Another fine example of why it is important not to confuse the words "then" and "than"! :no:


----------



## [email protected] (May 31, 2015)

Fix'n it said:


> a 9y/o ! your a real sicko ! but then if you look at it in "washing machine years", that would be 63. so your ok there :yes: . but still may be a pervert anyway :laughing:


RE: Dating a washer. 
I actually lol after reading the title of the post "dating a washing machine" The first thought that came to mind was that this poor guy has worked on the washer for way too long...it's now his Mon-Fri "date"! 

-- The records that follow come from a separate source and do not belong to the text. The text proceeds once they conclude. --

PR #973, opened 2025-01-29
[TimeSaver] Fast Dampe Flame Digging

Patrick12115:
Only requires digging up one flame to spawn the big poe.

### Build Artifacts
  - [2ship-linux.zip](https://nightly.link/HarbourMasters/2ship2harkinian/actions/artifacts/2523096157.zip)
  - [2ship-mac.zip](https://nightly.link/HarbourMasters/2ship2harkinian/actions/artifacts/2523096443.zip)
  - [2ship-windows.zip](https://nightly.link/HarbourMasters/2ship2harkinian/actions/artifacts/2523100723.zip)


Patrick12115:
An issue with toggling the enhancement on after already revealing a fire has been fixed and code has been simplified.

mm/2s2h/Enhancements/Timesavers/DampeDiggingSkip.cpp
```diff
@@ -18,18 +18,24 @@ void RegisterDampeDiggingSkip() {
...
         if (firePo->actionFunc == EnBigpo_RevealedFireIdle) {
-            EnBigpo_SetupSpawnCutscene((EnBigpo*)firePo->actor.parent);
+            dampeCutsceneTriggered = false;
 
-            Actor* dampeActor = SubS_FindActor(gPlayState, NULL, ACTORCAT_NPC, ACTOR_EN_TK);
-            if (dampeActor != NULL) {
-                EnTk* dampe = (EnTk*)dampeActor;
-                if (dampe->unk_2CA) {
-                    func_80AEDBEC(dampe, gPlayState);
+            if (!dampeCutsceneTriggered) {
```
Archez: It doesn't look like `dampeCutsceneTriggered` is actually doing anything in this hook. It is always set to `false` on every run, and so the `if (!dampeCutsceneTriggered) {}` will always execute, then at the end `dampeCutsceneTriggered` is set to `true`, but nothing ever uses it after.

These could probably all be dropped entirely, unless there was something else you were intending to use it for.

mm/2s2h/Enhancements/Timesavers/DampeDiggingSkip.cpp
```diff
@@ -18,18 +18,24 @@ void RegisterDampeDiggingSkip() {
...
+                EnBigpo_SetupSpawnCutscene((EnBigpo*)firePo->actor.parent);
```
Archez: This logic is running multiple times, rather than once. There doesn't seem to be any negative side effects from it, but I'd prefer to only execute once.

And the amount of times it executes is doubled if two fires were revealed and then the enhancement was turned on.

mm/2s2h/Enhancements/Timesavers/DampeDiggingSkip.cpp
```diff
@@ -0,0 +1,41 @@
...
+void EnBigpo_SetupSpawnCutscene(EnBigpo* thisx);
+void EnBigpo_RevealedFireIdle(EnBigpo* thisx, PlayState* play);
+}
+
+#define CVAR_NAME "gEnhancements.Timesavers.DampeDiggingSkip"
+#define CVAR CVarGetInteger(CVAR_NAME, 0)
+
+void RegisterDampeDiggingSkip() {
+
+    COND_ID_HOOK(ShouldActorDraw, ACTOR_EN_BIGPO, CVAR, [](Actor* actor, bool* should) {
```
Archez: This hook probably should not be using `ShouldActorDraw` unless it needed to influence something about the draw behavior. An Update hook instead would be preferred.

Archez (commented):
Based on a couple points from below, I'd like to propose a slightly tweaked version of this enhancement if that is fine with you. I can push directly to your branch.

mm/2s2h/Enhancements/Timesavers/DampeDiggingSkip.cpp
Patrick12115: I haven't gotten around to getting my stuff updated since the latest changes to test this real quick, but a big issue I was having was I was getting a camera lock after the big poe spawned and never actually triggering the Dampe cutscene if I turned the enhancement on after a flame was already dug up. It would work fine if on before I dug any up though. So as long as that isn't happening with any of these tweaks, do and push whatever you want haha

mm/2s2h/Enhancements/Timesavers/DampeDiggingSkip.cpp
Patrick12115: No, update is fine, I just didn't know which one would be prefered

Archez (approved):
Went ahead and pushed the small tweaks to this branch.
The main callouts are:
* Brought back the Dampe update hook you had and simplified it so that upon digging, it auto increments Dampe's flame counter to 3 so that it runs his logic for setting his cutscene and closing the dig textbox.
* Changes the Big Poe hook to look for the real bigpoe actor, instead of one of the flames, and performs a loop over the flames to see if any are revealed. I also kept the additional Dampe handling in this hook to retain the "toggling the enhancement after digging a flame"

This is good to merge from my end now 👍

PR #969, opened 2025-01-26
Fix Persistent Mask Crash on Talking to Postman

zodiac-ill:
Persistent Masks implementer forgot to include Player pointer as argument for GI SHOULD call at `z_en_mm3.c` line 470. Also edits `PersistentMasks.cpp` to prevent null deref.

To reproduce this crash, simply turn on Persistent Bunny Hood and talk to the postman while he is on bed.

### Build Artifacts
  - [2ship-linux.zip](https://nightly.link/HarbourMasters/2ship2harkinian/actions/artifacts/2487822166.zip)
  - [2ship-mac.zip](https://nightly.link/HarbourMasters/2ship2harkinian/actions/artifacts/2487823954.zip)
  - [2ship-windows.zip](https://nightly.link/HarbourMasters/2ship2harkinian/actions/artifacts/2487825571.zip)

PR #979, opened 2025-02-01
Persistent Mask fixes

Eblo:
#969 made the Postman and his minigame act as if the bunny hood is *always* equipped, even when it is not. ~~I don't fully understand why, but if `GET_PLAYER(gPlayState)` is used instead of passing a `Player*` through the hook, it works as intended. This PR removes `Player*` as an argument for all uses of `VB_CONSIDER_BUNNY_HOOD_EQUIPPED` and just uses the global reference.~~

The other fix is to make it so that the active persistent mask cannot be offered as an item action, matching the vanilla behavior of the currently equipped mask. In effect, this also prevents the issue where the player could continue to use the persistent mask after giving up that mask's item on the Moon.

### Build Artifacts
  - [2ship-linux.zip](https://nightly.link/HarbourMasters/2ship2harkinian/actions/artifacts/2521888998.zip)
  - [2ship-mac.zip](https://nightly.link/HarbourMasters/2ship2harkinian/actions/artifacts/2521889360.zip)
  - [2ship-windows.zip](https://nightly.link/HarbourMasters/2ship2harkinian/actions/artifacts/2521894192.zip)


zodiac-ill:
> https://github.com/HarbourMasters/2ship2harkinian/pull/874 made the Postman and his minigame act as if the bunny hood is always equipped, even when it is not. I don't fully understand why, but if GET_PLAYER(gPlayState) is used instead of passing a Player* through the hook, it works as intended.

This is because, for whatever reason, `GET_PLAYER(play)` is called from the postman code, it will sometimes return `nullpltr`. I do not know why this is. I noticed this when I was fixing a crash that happened here as a mistake caused the pointer not to be passed, resulting in a garbage pointer being dereferenced. Strangely when fixing this I noticed that `nullpltr` was now being dereferenced, so I just threw in a check to prevent null deref and left it at that.

Eblo:
> This is because, for whatever reason, `GET_PLAYER(play)` is called from the postman code, it will sometimes return `nullpltr`. I do not know why this is. I noticed this when I was fixing a crash that happened here as a mistake caused the pointer not to be passed, resulting in a garbage pointer being dereferenced. Strangely when fixing this I noticed that `nullpltr` was now being dereferenced, so I just threw in a check to prevent null deref and left it at that.

Oops, I quoted the wrong PR. That explains a little bit.

Archez:
Removing player is not allowed. The reason player was passed in is because this hook is used in the common player code and therefore also used by kafei actor. We _do not_ want kafei being sped up by the persistent bunny hood.

What is the issue here?

Archez:
The issue I think is that there is still a bad parenthesis order happening and one of the player args in the postman code is accidentally outside the Should call.

GET_PLAYER should _never_ return null. If we are getting NULL in the hook side, then there is a mistake in the usage.

Eblo:
> What is the issue here?

Postman always reacts as if Link is wearing Bunny Hood, and always displays the timer, even if the player does not have the Bunny Hood. Screenshots from a fresh first cycle save, no Bunny Hood:

image
image

>The issue I think is that there is still a bad parenthesis order happening and one of the player args in the postman code is accidentally outside the Should call.

I'll take another look at this, thanks for the Kafei context.

Eblo:
Yep, that's all it was. I reverted my changes so that it uses the `Player*` arg as it should.

Archez (approved):

PR #995, opened 2025-02-13
Add missing flag to keep monkeys from spawning again

balloondude2:
This skip wasn't setting a switch flag that normally gets set when the skip isn't used, causing the monkeys to keep spawning in.

### Build Artifacts
  - [2ship-linux.zip](https://nightly.link/HarbourMasters/2ship2harkinian/actions/artifacts/2590363062.zip)
  - [2ship-mac.zip](https://nightly.link/HarbourMasters/2ship2harkinian/actions/artifacts/2590364499.zip)
  - [2ship-windows.zip](https://nightly.link/HarbourMasters/2ship2harkinian/actions/artifacts/2590385449.zip)

### DIFF
--- a/mm/2s2h/Enhancements/Cutscenes/MiscInteractions/SkipBothersomeMonkey.cpp
+++ b/mm/2s2h/Enhancements/Cutscenes/MiscInteractions/SkipBothersomeMonkey.cpp
@@ -17,6 +17,7 @@ void RegisterSkipBothersomeMonkey() {
         EnMnk* monkey = (EnMnk*)va_arg(args, EnMnk*);
         *should = false;
         SET_EVENTINF(EVENTINF_25);
+        Flags_SetSwitch(gPlayState, 0x02);
         monkey->actionFunc = EnMnk_Monkey_WaitToRun;
     });
 }
--- a/mm/2s2h/Enhancements/Cutscenes/MiscInteractions/SkipBothersomeMonkey.cpp
+++ b/mm/2s2h/Enhancements/Cutscenes/MiscInteractions/SkipBothersomeMonkey.cpp
@@ -32,7 +32,6 @@ void RegisterSkipBothersomeMonkey() {
             }
             monkey->actionFunc = EnMnk_Monkey_SetupRunAfterTalk;
         }
-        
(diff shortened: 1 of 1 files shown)


Archez:
Based on where `VB_MONKEY_WAIT_TO_TALK_AFTER_APPROACH` is used, it seems like there could be at least two possible sets of monkeys that trigger it: `MONKEY_OUTSIDECHAMBER` and `MONKEY_OUTSIDEWOODS`. We need to decide if we should actually make the hook work for both sets of monkeys, or filter for the oustide woods type.

And based on the src code, I think it would be preferable to set the flag the same way as it is in vanilla (and would support both monkey sets):
```c
if (MONKEY_GET_SWITCH_FLAG(&this->picto.actor) != 0x7F) {
    Flags_SetSwitch(play, MONKEY_GET_SWITCH_FLAG(&this->picto.actor));
}
```

And another thing worth calling out, when the monkey sets the `EVENTINF_25` it is also setting `WEEKEVENTREG_79_02`, which is missing from the skip hook.

balloondude2:
I conflated `MONKEY_OUTSIDEPALACE` and `MONKEY_OUTSIDECHAMBER`, so when I tested they still seemed fine, so I'll look into that some more. I agree that the hook should work for both cases or have an explicit filter for `MONKEY_OUTSIDEWOODS`. 

> And another thing worth calling out, when the monkey sets the `EVENTINF_25` it is also setting `WEEKEVENTREG_79_02`, which is missing from the skip hook.

I looked at setting `WEEKEVENTREG_79_02`, but noticed that Proxy had removed that when he last refactored and assumed he had some reason for that. Looking at his refactor more closely, he also removed a `Flags_SetSwitch(play, MONKEY_GET_SWITCH_FLAG(&monkey->picto.actor));`, so I'll check with him on his reasoning for removing those initially.

balloondude2:
The skip now accounts for both `MONKEY_OUTSIDEWOODS` and `MONKEY_OUTSIDECHAMBER` and sets the appropriate flags.

Archez (approved):
LGTM thanks for making those changes!

PR #778, opened 2024-09-24
Custom Audio Support

louist103:
Adds custom audio support.
 - Adds support for the classic custom audio using custom .aseq files and meta files (sequenced audio).
 - Adds support for mp3, wav, flac, etc audio sequences (streamed audio).
 - Exports all audio assets, sequences, sound fonts, and samples as XML for easier modifications.
 - Names samples that were copied from OOT.
 - 
 Needs:
- [ ] General cleanups
- [x] Fix GC XMLs
- [ ] Audio editor is still a little gitchy
- [x] https://github.com/louist103/ZAPDTR/pull/20 Merged
- [x] https://github.com/louist103/OTRExporter/pull/31 and https://github.com/louist103/OTRExporter/pull/29 Merged

### Build Artifacts
  - [2ship-linux.zip](https://nightly.link/HarbourMasters/2ship2harkinian/actions/artifacts/2679102873.zip)
  - [2ship-windows.zip](https://nightly.link/HarbourMasters/2ship2harkinian/actions/artifacts/2679136110.zip)
  - [2ship-mac.zip](https://nightly.link/HarbourMasters/2ship2harkinian/actions/artifacts/2679209792.zip)

PR #999, opened 2025-02-19
[SFX] Mute Low HP Alarm, Carpenters Sounds, and Crying Goron Child

Patrick12115:
Adds SFX options to mute Low HP Alarm, the carpenter sounds heard in South and East Clock Town from the tower being built, and the crying Goron Child inside the Goron Shrine. He will still cry during certain text when outside and inside the Goron Racetrack, as these are easily skippable and don't last long.

Added an SFX section in Gameplay below modes, until #778 is merged in and can be relocated.

### Build Artifacts
  - [2ship-linux.zip](https://nightly.link/HarbourMasters/2ship2harkinian/actions/artifacts/2633850052.zip)
  - [2ship-windows.zip](https://nightly.link/HarbourMasters/2ship2harkinian/actions/artifacts/2633857051.zip)

### DIFF
--- a/mm/2s2h/Enhancements/Sfx/MuteCarpenterSfx.cpp
+++ b/mm/2s2h/Enhancements/Sfx/MuteCarpenterSfx.cpp
@@ -1,0 +1,28 @@
+#include <libultraship/bridge.h>
+#include "2s2h/GameInteractor/GameInteractor.h"
+#include "2s2h/ShipInit.hpp"
+
+extern "C" {
+#include "overlays/actors/ovl_Obj_Sound/z_obj_sound.h"
+}
+
+#define CVAR_NAME "gEnhancements.Sfx.MuteCarpenterSfx"
+#define CVAR CVarGetInteger(CVAR_NAME, 0)
+
+void RegisterMuteCarpenterSfx() {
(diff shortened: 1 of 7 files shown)


Patrick12115:
Added Crying Goron Child

mm/2s2h/Enhancements/Sfx/MuteCarpenterSfx.cpp
```diff
@@ -0,0 +1,28 @@
...
+        ObjSound* objSound = (ObjSound*)actor;
+
+        // Returning if not in South or East Clocktown just as a safety precaution, incase these actor params are used
+        // elsewhere
+        if (gPlayState->sceneId != SCENE_CLOCKTOWER && gPlayState->sceneId != SCENE_TOWN) {
+            return;
+        }
+
+        if ((objSound->actor.params & OBJ_SOUND_ID_MASK) == 16) {
+            Actor_Kill(&objSound->actor);
```
Archez: [nit]: minor comment about the behavior of the `ShouldActorInit` hook, setting `*should = false` will prevent the actor from spawning (by calling `Actor_Kill()` for you), but it also ensures that the actual actors init func is never executed.

In this case, nothing significant is happening in obj_sound init func, but it would be good practice to set the should result instead.

```suggestion
            *should = false;
```

Archez (approved):
Approving, but left a suggestion below

PR #1001, opened 2025-02-21
Add Hook Debugger Window

Archez:
Ports over https://github.com/HarbourMasters/Shipwright/pull/4323 from SoH, with some slight tweaks

Tweaks include:
* Removing user parent directories from hook info
* Better default table formatting/sizing to work out of the box with the modern menu
* Using `map` for the hook info so that the debugger has a stable order

image

I haven't measure this, so I don't know if this introduces any significant performance impacts, but if it did I could see argument about putting the debugging structs behind a compile time variable so devs would have to explicitly enable it.

### Build Artifacts
  - [2ship-linux.zip](https://nightly.link/HarbourMasters/2ship2harkinian/actions/artifacts/2633099140.zip)
  - [2ship-mac.zip](https://nightly.link/HarbourMasters/2ship2harkinian/actions/artifacts/2633103053.zip)
  - [2ship-windows.zip](https://nightly.link/HarbourMasters/2ship2harkinian/actions/artifacts/2633114521.zip)

### DIFF
--- a/mm/2s2h/GameInteractor/GameInteractor.h
+++ b/mm/2s2h/GameInteractor/GameInteractor.h
@@ -178,11 +178,6 @@ struct HookRegisteringInfo {
 struct HookInfo {
     uint32_t calls;
     HookRegisteringInfo registering;
-
-    HookInfo() : calls(0), registering(HookRegisteringInfo{}) {
-    }
-    HookInfo(HookRegisteringInfo _registering) : calls(0), registering(_registering) {
-    }
 };
 
 #ifdef __cpp_lib_source_location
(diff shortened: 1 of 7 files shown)


mm/2s2h/GameInteractor/GameInteractor.h
```diff
@@ -131,17 +131,66 @@ typedef enum {
...
+
+struct HookInfo {
+    uint32_t calls;
+    HookRegisteringInfo registering;
+
+    HookInfo() : calls(0), registering(HookRegisteringInfo{}) {
+    }
+    HookInfo(HookRegisteringInfo _registering) : calls(0), registering(_registering) {
     }
+};
```
garrettjoecox: This is just personal preference, but I find these struct definitions difficult to parse, and not really worth it. Are we getting anything out of it? Seems like the difference at the caller would be
```cpp
HookInfo{ GET_CURRENT_REGISTERING_INFO(HOOK_TYPE_NORMAL) }
vs
HookInfo{ 0, GET_CURRENT_REGISTERING_INFO(HOOK_TYPE_NORMAL) }
```

garrettjoecox (approved):
small opinion based thing but otherwise LGTM

mm/2s2h/GameInteractor/GameInteractor.h
Archez: Mainly just copy and paste from soh. They are simple constructors. I can drop these, but I think the ones for `HookRegisteringInfo` are worth having (cause there is more logic going on in construction).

I do have a question: I have a GE front loading washer bought in 2011. Yesterday I actually overloaded it - too many towels with a pair of jeans, (yes, I did it!) Bottom line, the load washed, rinsed but when it came to spinning it basically stopped. Not stopping all together but slowing down to nil - rotating slowly one way, then the next until it would stop. I read up on how to get codes and found this: code T46. (I cleared and checked several time to make certain that there were no other codes but from there on 003 was the only code that showed. I assumed that I had screwed with the machine so much that the ability to check codes had stopped functioning properly. None the less, that was the first and only code -T46. I read about it and want any input as to whether it makes sense to have my husband "date" the washer or is it at the age that it would be wiser to invest in a new machine? One final note. When I cleaned out the bottom "catch-all", there was nothing much but water that was rather BLACK - no chunks of anything, merely black water. I read that it could be an indicator but haven't yet opened the thing up for further inspection. Thank you to those that care to respond for guidance.


----------



## cleveman (Dec 17, 2011)

Do any of you guys know how to turn a dishwasher into a snowblower?


----------